__Data entries__:
....

PR #4346, opened 2026-07-03
Feat/improve error boundary [LESQ-2138]

njblore:
## Description

Music year: 1988

- Add an error boundary for the `(core)` route which covers all of the teachers browse journey. As this sits below the core layout the Topnav and footer will be functional in this error view
- Add a `global-error` boundary at the app route, this will catch any issues in the root layout
- Add a component `SimulateErrorControls` to enable toggling error boundary locally, in theory this is possible with react dev tools but I haven't been able to get it work in app router
- Update the error boundary layout with a `Retry` button, this could resolve some rendering issues that ocur due to temporary blips in network connectivity, race conditions etc.

## How to test
Running locally set this env var in your `.env` file to enable the controls: `NEXT_PUBLIC_SIMULATE_ERROR="true"`

1. Go to localhost:3000/teachers/programmes/history-primary/units
2. You should see the controls for core and root layout
3. You should be able to toggle to trigger a rendering error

....

__WHAT YOU ARE ASKED TO DO__: The answer must be the lines from the one containing "Go to localhost:3000/teachers/programmes/history-primary/units" through the last line of the records, copied exactly, with nothing else.

__WRITTEN REPLY__:
1. Go to localhost:3000/teachers/programmes/history-primary/units
2. You should see the controls for core and root layout
3. You should be able to toggle to trigger a rendering error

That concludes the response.